Figure 7.. Tricornered activity in trachea requires Tao-1 and GckIII.

(A-D) Third instar larval trachea stained with antibodies that recognise phosphorylation of the activation loop of Trc (P-Trc). GFP positive terminal cells are shown of the following genotypes: (A-A”’) wild-type; (B-B”’) trc¹; (C-C”’) GckIII^wheezy; (D-D”’) Tao-1^eta. P-Trc is in magenta (A-D). Clones are marked by GFP (green) in panels merged with brightfield images (A’, B’, C’, D’). P-Trc (magenta) is merged with brightfield images (A”, B”, C”, D”).
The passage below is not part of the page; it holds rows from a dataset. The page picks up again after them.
PR #100, opened 2016-11-01
added ability to have proxy posts

danfrankj:
one of my favorite one-line changes... 

Markdown files that have a proxy key are rendered as proxy posts

image

image


matthewwardrop:
@danfrankj This looks great. Since we don't have any security about user provided content yet, this looks fine. We might want to do something like [this](http://stackoverflow.com/questions/819416/adjust-width-height-of-iframe-to-fit-with-content-in-it) to automatically make the iframe match the height of embedded content. (Currently the iframe matches the height of the displayed area). Not sure if we want to do this in a separate PR?

Otherwise, LGTM.

danfrankj:
@matthewwardrop yeah let's leave that for another PR :)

Close-up images of P-Trc (magenta) are shown in (A”’, B”’, C”’, D”’). GFP positive terminal cells are indicated by arrowheads. P-Trc is evident in puncta that line the apical membrane of wild-type and control tracheal lumens. P-Trc staining is reduced or absent in trachea that are mutant for trc, GckIII or Tao-1 in (B–D. In (B-B”’) the asterisk indicates a control GFP negative terminal cell which stains positive for P-Trc and serves as an internal control. Scale bars = 10 μm. (E) Tao-1 regulates two Hippo-like signalling modules. In addition to regulating Hippo-Warts signalling in organ growth, we have discovered that Tao-1 kinase regulates a related Hippo-like pathway consisting of GckIII and Trc in morphogenesis.